8. A pesticide formulation prepared according to the method of claim 7.

9. A pesticidal formulation of cadusafos, which is a suspension of microcapsules comprising a polyurea shell surrounding a cadusafos core, the polyurea shell being formed by interfacial polymerization of an isocyanate and one or more polyfunctional amines, the polyurea shell being sufficiently impermeable to cadusafos to reduce toxicity to a mammal as compared to an unemulsified formulation having an equivalent or lower concentration of cadusafos.

10. The pesticidal formulation of claim 9, further comprising:

d) optionally, 0.06 to 0.4 weight percent xanthan gum viscosity modifier/stabilizer;

e) optionally, 0.7 to 6.7 weight percent of one or more surfactants; and

g) optionally, 1.2 to 5.8 weight percent propylene glycol or urea.

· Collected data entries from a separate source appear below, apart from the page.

PR #443, opened 2018-10-26
Updated SafeMath from the latest OpenZeppelin code

### LINKED ISSUE #378: Update SafeMath

schemar:
https://github.com/OpenZeppelin/openzeppelin-solidity/blob/master/contracts/math/SafeMath.sol

Fixes #378


contracts/lib/SafeMath.sol
```diff
@@ -1,6 +1,6 @@
-pragma solidity ^0.4.23;
+pragma solidity ^0.4.24;
```
deepesh-kn: Other solidity files are using 0.4.23. Should we consider using 0.4.24 in all new files?

contracts/lib/SafeMath.sol
```diff
@@ -15,98 +15,128 @@ pragma solidity ^0.4.23;
...
+            c >= a,
+            "Overflow when adding."
+        );
 
         return c;
     }
 
     /**
-    * @notice Divides two numbers and returns the remainder.
+    * @notice Divides two numbers and returns the remainder (unsigned integer
```
deepesh-kn: indentation is incorrect.

contracts/lib/SafeMath.sol
schemar: Hm, I don't know. As solidity is developing relatively quickly including the addition of new features, I would say update whatever you work on? What do you think?

deepesh-kn: We can keep `0.4.23`, and when we plan to upgrade we can create a ticket.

11. A pesticidal particulate formulation of cadusafos comprising carrier particles coated with microcapsules according to claim 9.

12. The granular formulation according to claim 11, wherein the formulation comprises 5 to 30 weight percent microcapsules, 60 to 95 weight percent carrier, and 0.05 to 5.0 weight percent of a binder.

13. A pesticidal formulation characterized in that it is 150 to 360 grams of cadusafos per liter, 0.7 to 2.5 weight percent polyvinyl alcohol and 0.3 to 0.9 weight percent of an anti-foaming agent, the formulation comprising a suspension of microcapsules, said microcapsules comprising a polyurea layer surrounding a core of cadusafos, said polyurea layer being formed by interfacial polymerization of polymethylene polyphenylisocyanate and one or more polyfunctional amines, wherein the weight percent of cadusafos is 53 to 92% of an interfacially polymerized water-immiscible phase, the weight percent of polymethylene polyphenylisocyanate is 4 to 25% of a water-immiscible phase, and the polyfunctional amine is selected from the group consisting of TETA, DETA, HDA, and a combination of one or more of TETA, DETA and HDA.

14. A pesticidal particulate formulation of cadusafos comprising carrier particles coated with microcapsules according to claim 13.